● **Input**:
--- --- ---

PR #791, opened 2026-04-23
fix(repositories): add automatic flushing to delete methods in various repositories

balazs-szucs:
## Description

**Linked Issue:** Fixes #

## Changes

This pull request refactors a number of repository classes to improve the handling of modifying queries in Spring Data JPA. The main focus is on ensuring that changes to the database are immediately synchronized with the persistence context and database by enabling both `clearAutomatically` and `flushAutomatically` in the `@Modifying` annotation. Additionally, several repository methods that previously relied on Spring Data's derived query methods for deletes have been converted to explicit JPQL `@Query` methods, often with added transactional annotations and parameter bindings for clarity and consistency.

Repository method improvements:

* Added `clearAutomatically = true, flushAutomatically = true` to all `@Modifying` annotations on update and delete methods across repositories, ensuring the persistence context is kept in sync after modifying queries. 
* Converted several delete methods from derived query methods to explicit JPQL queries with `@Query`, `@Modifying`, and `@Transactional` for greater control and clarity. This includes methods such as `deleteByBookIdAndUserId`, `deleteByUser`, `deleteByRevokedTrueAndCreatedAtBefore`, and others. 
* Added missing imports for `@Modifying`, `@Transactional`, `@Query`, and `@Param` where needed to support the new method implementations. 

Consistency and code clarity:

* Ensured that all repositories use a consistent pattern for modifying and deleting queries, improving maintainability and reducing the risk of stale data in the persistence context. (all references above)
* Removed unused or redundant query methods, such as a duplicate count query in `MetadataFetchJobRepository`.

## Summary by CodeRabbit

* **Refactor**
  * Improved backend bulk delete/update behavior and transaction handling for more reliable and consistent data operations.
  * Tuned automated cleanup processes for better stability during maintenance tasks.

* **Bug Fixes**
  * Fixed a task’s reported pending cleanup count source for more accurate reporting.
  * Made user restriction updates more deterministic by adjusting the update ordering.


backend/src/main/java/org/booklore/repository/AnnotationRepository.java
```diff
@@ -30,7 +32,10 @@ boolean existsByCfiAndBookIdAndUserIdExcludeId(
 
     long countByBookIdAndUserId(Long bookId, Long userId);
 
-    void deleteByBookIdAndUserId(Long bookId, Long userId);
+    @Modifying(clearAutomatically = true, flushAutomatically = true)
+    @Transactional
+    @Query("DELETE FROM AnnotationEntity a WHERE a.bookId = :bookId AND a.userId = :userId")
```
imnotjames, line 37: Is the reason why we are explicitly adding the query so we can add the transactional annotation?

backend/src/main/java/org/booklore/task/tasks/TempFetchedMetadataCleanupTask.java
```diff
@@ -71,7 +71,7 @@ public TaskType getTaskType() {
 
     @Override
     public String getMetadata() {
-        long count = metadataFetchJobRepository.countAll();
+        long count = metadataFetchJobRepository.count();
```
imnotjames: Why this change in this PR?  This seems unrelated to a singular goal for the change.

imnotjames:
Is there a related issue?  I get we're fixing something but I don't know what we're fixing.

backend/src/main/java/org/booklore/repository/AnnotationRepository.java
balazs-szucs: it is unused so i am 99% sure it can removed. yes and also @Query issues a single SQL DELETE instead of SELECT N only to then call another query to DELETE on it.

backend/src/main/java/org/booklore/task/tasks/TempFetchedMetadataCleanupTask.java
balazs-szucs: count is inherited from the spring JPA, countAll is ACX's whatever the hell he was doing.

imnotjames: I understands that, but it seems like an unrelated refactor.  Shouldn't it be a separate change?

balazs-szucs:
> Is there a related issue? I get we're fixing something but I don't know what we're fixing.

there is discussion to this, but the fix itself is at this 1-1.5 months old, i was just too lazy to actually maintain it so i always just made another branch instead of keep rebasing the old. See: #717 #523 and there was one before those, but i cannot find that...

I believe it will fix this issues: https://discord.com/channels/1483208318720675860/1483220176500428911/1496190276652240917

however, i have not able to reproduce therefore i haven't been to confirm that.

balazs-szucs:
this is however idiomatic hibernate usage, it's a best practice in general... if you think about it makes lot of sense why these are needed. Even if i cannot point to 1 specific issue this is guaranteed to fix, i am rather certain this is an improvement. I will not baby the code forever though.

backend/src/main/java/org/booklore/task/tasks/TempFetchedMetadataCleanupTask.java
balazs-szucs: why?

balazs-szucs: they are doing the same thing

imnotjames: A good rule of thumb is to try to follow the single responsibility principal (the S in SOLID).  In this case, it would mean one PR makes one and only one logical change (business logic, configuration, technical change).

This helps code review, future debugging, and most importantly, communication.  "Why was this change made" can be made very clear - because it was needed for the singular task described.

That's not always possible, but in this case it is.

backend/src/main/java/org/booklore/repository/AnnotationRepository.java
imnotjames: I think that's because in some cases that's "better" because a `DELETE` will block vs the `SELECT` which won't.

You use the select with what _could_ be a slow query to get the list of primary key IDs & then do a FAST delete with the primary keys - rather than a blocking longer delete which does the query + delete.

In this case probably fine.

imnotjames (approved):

--- --- ---

● **Task to complete**: Write out every entry again, exactly as it appears.

● **Reply**:
PR #791, opened 2026-04-23
fix(repositories): add automatic flushing to delete methods in various repositories

balazs-szucs:
## Description

**Linked Issue:** Fixes #

## Changes

This pull request refactors a number of repository classes to improve the handling of modifying queries in Spring Data JPA. The main focus is on ensuring that changes to the database are immediately synchronized with the persistence context and database by enabling both `clearAutomatically` and `flushAutomatically` in the `@Modifying` annotation. Additionally, several repository methods that previously relied on Spring Data's derived query methods for deletes have been converted to explicit JPQL `@Query` methods, often with added transactional annotations and parameter bindings for clarity and consistency.

Repository method improvements:

* Added `clearAutomatically = true, flushAutomatically = true` to all `@Modifying` annotations on update and delete methods across repositories, ensuring the persistence context is kept in sync after modifying queries. 
* Converted several delete methods from derived query methods to explicit JPQL queries with `@Query`, `@Modifying`, and `@Transactional` for greater control and clarity. This includes methods such as `deleteByBookIdAndUserId`, `deleteByUser`, `deleteByRevokedTrueAndCreatedAtBefore`, and others. 
* Added missing imports for `@Modifying`, `@Transactional`, `@Query`, and `@Param` where needed to support the new method implementations. 

Consistency and code clarity:

* Ensured that all repositories use a consistent pattern for modifying and deleting queries, improving maintainability and reducing the risk of stale data in the persistence context. (all references above)
* Removed unused or redundant query methods, such as a duplicate count query in `MetadataFetchJobRepository`.

## Summary by CodeRabbit

* **Refactor**
  * Improved backend bulk delete/update behavior and transaction handling for more reliable and consistent data operations.
  * Tuned automated cleanup processes for better stability during maintenance tasks.

* **Bug Fixes**
  * Fixed a task’s reported pending cleanup count source for more accurate reporting.
  * Made user restriction updates more deterministic by adjusting the update ordering.


backend/src/main/java/org/booklore/repository/AnnotationRepository.java
```diff
@@ -30,7 +32,10 @@ boolean existsByCfiAndBookIdAndUserIdExcludeId(
 
     long countByBookIdAndUserId(Long bookId, Long userId);
 
-    void deleteByBookIdAndUserId(Long bookId, Long userId);
+    @Modifying(clearAutomatically = true, flushAutomatically = true)
+    @Transactional
+    @Query("DELETE FROM AnnotationEntity a WHERE a.bookId = :bookId AND a.userId = :userId")
```
imnotjames, line 37: Is the reason why we are explicitly adding the query so we can add the transactional annotation?

backend/src/main/java/org/booklore/task/tasks/TempFetchedMetadataCleanupTask.java
```diff
@@ -71,7 +71,7 @@ public TaskType getTaskType() {
 
     @Override
     public String getMetadata() {
-        long count = metadataFetchJobRepository.countAll();
+        long count = metadataFetchJobRepository.count();
```
imnotjames: Why this change in this PR?  This seems unrelated to a singular goal for the change.

imnotjames:
Is there a related issue?  I get we're fixing something but I don't know what we're fixing.

backend/src/main/java/org/booklore/repository/AnnotationRepository.java
balazs-szucs: it is unused so i am 99% sure it can removed. yes and also @Query issues a single SQL DELETE instead of SELECT N only to then call another query to DELETE on it.

backend/src/main/java/org/booklore/task/tasks/TempFetchedMetadataCleanupTask.java
balazs-szucs: count is inherited from the spring JPA, countAll is ACX's whatever the hell he was doing.

imnotjames: I understands that, but it seems like an unrelated refactor.  Shouldn't it be a separate change?

balazs-szucs:
> Is there a related issue? I get we're fixing something but I don't know what we're fixing.

there is discussion to this, but the fix itself is at this 1-1.5 months old, i was just too lazy to actually maintain it so i always just made another branch instead of keep rebasing the old. See: #717 #523 and there was one before those, but i cannot find that...

I believe it will fix this issues: https://discord.com/channels/1483208318720675860/1483220176500428911/1496190276652240917

however, i have not able to reproduce therefore i haven't been to confirm that.

balazs-szucs:
this is however idiomatic hibernate usage, it's a best practice in general... if you think about it makes lot of sense why these are needed. Even if i cannot point to 1 specific issue this is guaranteed to fix, i am rather certain this is an improvement. I will not baby the code forever though.

backend/src/main/java/org/booklore/task/tasks/TempFetchedMetadataCleanupTask.java
balazs-szucs: why?

balazs-szucs: they are doing the same thing

imnotjames: A good rule of thumb is to try to follow the single responsibility principal (the S in SOLID).  In this case, it would mean one PR makes one and only one logical change (business logic, configuration, technical change).

This helps code review, future debugging, and most importantly, communication.  "Why was this change made" can be made very clear - because it was needed for the singular task described.

That's not always possible, but in this case it is.

backend/src/main/java/org/booklore/repository/AnnotationRepository.java
imnotjames: I think that's because in some cases that's "better" because a `DELETE` will block vs the `SELECT` which won't.

You use the select with what _could_ be a slow query to get the list of primary key IDs & then do a FAST delete with the primary keys - rather than a blocking longer delete which does the query + delete.

In this case probably fine.

imnotjames (approved):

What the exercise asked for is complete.